93-94 LS&A Bulletin

Physiology

7744 Medical Science II

763-5727

Not a concentration program

The essential concern of physiology is how living things work and, as physiology relates to man, it is the study of the normal functioning of the human body. The methods and tools of physiology are those used in the experimental sciences, and its range cuts across many different scientific disciplines. Physiology emphasizes the basic functions of organs, the interactions and coordination of these diverse functions, and attempts to analyze these functions in terms of physical and chemical processes. A knowledge and understanding of the functioning of the body and its component parts is an essential part of a general education.

Physiology 101 is intended to meet the needs and expectations of many types of students: those preparing for careers as doctors, nurses, medical technicians, and biology teachers; those who are interested in a systematic investigation of the biological sciences; and those who desire a general knowledge of physiology as part of a liberal arts education.

Physiology 502, like Physiology 101, is a basic survey course covering all areas of human physiology. It has the same objectives as Physiology 101, and advanced undergraduates who have the stated prerequisites are advised to elect it rather than 101.

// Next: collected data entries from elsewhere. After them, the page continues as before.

PR #1013, opened 2022-03-22
New "End Use: <Fuel>: Heating Heat Pump Backup" output

### LINKED ISSUE #1002: Create "End Use: <Fuel Type>: Supplemental Heating" workflow output
Split out from `End Use: <Fuel Type>: Heating`?
Different from "Secondary Heating"?

Notes from @shorowit:
I think it would be a moderate effort because there are some complications in OS-HPXML (DSE, need to handle HP backup systems that are either integrated or separate systems, etc.), so it would have to be done carefully. And this would presumably create a breaking change for software tools that use OS-HPXML/OS-ERI. But I do see the value in reporting this.

joseph-robertson:
## Pull Request Description

Closes #1002.

**Breaking change**: Splits out `End Use: <Fuel Type>: Heating Heat Pump Backup` from `End Use: <Fuel Type>: Heating` for both "integrated" and "separate" heat pump backup systems.

Questions:
- [ ] ~Add a `Load: Heating Heat Pump Backup: Delivered` output?~ Update: no.
- [ ] ~Add a `Peak Load: Heating Heat Pump Backup: Delivered` output?~ Update: no.

## Checklist

Not all may apply:

- [ ] ~EPvalidator.xml has been updated~


HPXMLtoOpenStudio/resources/hvac.rb
```diff
@@ -97,6 +97,7 @@ def self.apply_air_source_hvac_systems(model, runner, cooling_system, heating_sy
         htg_coil.setNominalCapacity(UnitConversions.convert(heating_system.heating_capacity, 'Btu/hr', 'W'))
         htg_coil.setName(obj_name + ' htg coil')
         htg_coil.additionalProperties.setFeature('HPXML_ID', heating_system.id) # Used by reporting measure
+        htg_coil.additionalProperties.setFeature('IsSupplementalCoil', heating_system.is_heat_pump_backup_system) # Used by reporting measure
```
shorowit, line 100: Trying to make the same change to all appropriate objects, and ensure new objects in the future are covered, feels a bit brittle. It seems like a more robust solution would be, in the `get_object_output_variables_by_key` method of the reporting measure, to retrieve the HPXML_ID that is already being set on the OSM object, and then check if the HPXML object with that ID is/has a backup system. (For a HPXML HeatingSystem object that serves as backup, you can use [this method](https://github.com/NREL/OpenStudio-HPXML/blob/d3a3bd73ba2c6a398fd722826b608ce5bbe20ba9/HPXMLtoOpenStudio/resources/hpxml.rb#L3239) to check.)

shorowit (commented):
Code changes look good and results seem reasonable at first glance. Will take a closer look at results tomorrow, but this should be very close to dropping in.

shorowit (approved):
Nice work, @joseph-robertson. Thanks!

Chemistry Background for Introductory Physiology Courses. Although college chemistry is not a course prerequisite, approximately 80% of the students electing Physiology 101 have had some college or high school chemistry. A background in chemistry is helpful for a basic understanding of physiology since physiology represents an attempt to explain how the body functions in terms of physical and chemical processes. Students who have had no chemistry or whose high school chemistry background is weak should not be discouraged from electing Physiology 101. However, such students are encouraged to obtain the textbook prior to the start of the course and study the review chapter covering basic chemistry. While it is not necessary to master all the material contained in the review chapter, a general review of basic chemistry prior to the beginning of the term usually proves helpful.

LS&A Courses in Physiology. All courses in Physiology are listed in the Time Schedule under the Medical School. The following count as LS&A courses for LS&A degree credit.


Courses in Physiology (Division 580)

101. Introduction to Human Physiology. No prerequisite, but prior exposure to introductory chemistry is helpful. No credit granted to those who have completed or are enrolled in Physiol. 502. (4). (NS).

306. Problems in Physiology. Physiol. 101 and permission of instructor. (1-4). (Excl). (INDEPENDENT). May be elected for a total of 8 credits.

405. Research Problems in Physiology. For advanced undergraduate and graduate students. Permission of instructor. (1-4). (Excl). (INDEPENDENT). May be repeated for a total of 8 credits.

502. Human Physiology. Biol. 152-154 , or 195 (or the equivalent), and a course in biochemistry (Biol. 441 or Biol. Chem. 415), and permission of instructor. No credit granted to those who have completed or are enrolled in Physiol. 101. (4). (Excl).

541/Biology 541/Anatomy 541. Mammalian Reproductive Endocrinology. Permission of instructor. (4). (Excl).